Below are the records; copy each line in which "options" occurs.

#### Available records

PR #551, opened 2017-08-09
warn_if_nonmatching_regex should display proper help message when used with exclude-tags-regex

lacostej:
Problem: if regexp is taken from `exclude-tags-regex` and matches no tag, the warning message points to `exclude-tags`.

### DIFF
--- a/lib/github_changelog_generator/generator/generator_tags.rb
+++ b/lib/github_changelog_generator/generator/generator_tags.rb
@@ -177,18 +177,19 @@ module GitHubChangelogGenerator
 
     def apply_exclude_tags(all_tags)
       if options[:exclude_tags].is_a?(Regexp)
-        filter_tags_with_regex(all_tags, options[:exclude_tags])
+        filter_tags_with_regex(all_tags, options[:exclude_tags], "--exclude-tags")
       else
         filter_exact_tags(all_tags)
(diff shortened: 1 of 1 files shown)


lib/github_changelog_generator/generator/generator_tags.rb
```diff
@@ -177,18 +177,19 @@ def filter_excluded_tags(all_tags)
...
     def apply_exclude_tags_regex(all_tags)
-      filter_tags_with_regex(all_tags, Regexp.new(options[:exclude_tags_regex]))
+      regex = Regexp.new(options[:exclude_tags_regex])
+      filter_tags_with_regex(all_tags, regex, "--exclude-tags-regex")
     end
 
-    def filter_tags_with_regex(all_tags, regex)
-      warn_if_nonmatching_regex(all_tags)
+    def filter_tags_with_regex(all_tags, regex, regex_option_name)
+      warn_if_nonmatching_regex(all_tags, regex, regex_option_name)
```
olleolleolle: Cool change.

How do you feel about the parameter name `pattern` vs `regex`?

olleolleolle: Don't worry about it, we'll keep what was there.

########

# Task output
       if options[:exclude_tags].is_a?(Regexp)
-        filter_tags_with_regex(all_tags, options[:exclude_tags])
+        filter_tags_with_regex(all_tags, options[:exclude_tags], "--exclude-tags")
-      filter_tags_with_regex(all_tags, Regexp.new(options[:exclude_tags_regex]))
+      regex = Regexp.new(options[:exclude_tags_regex])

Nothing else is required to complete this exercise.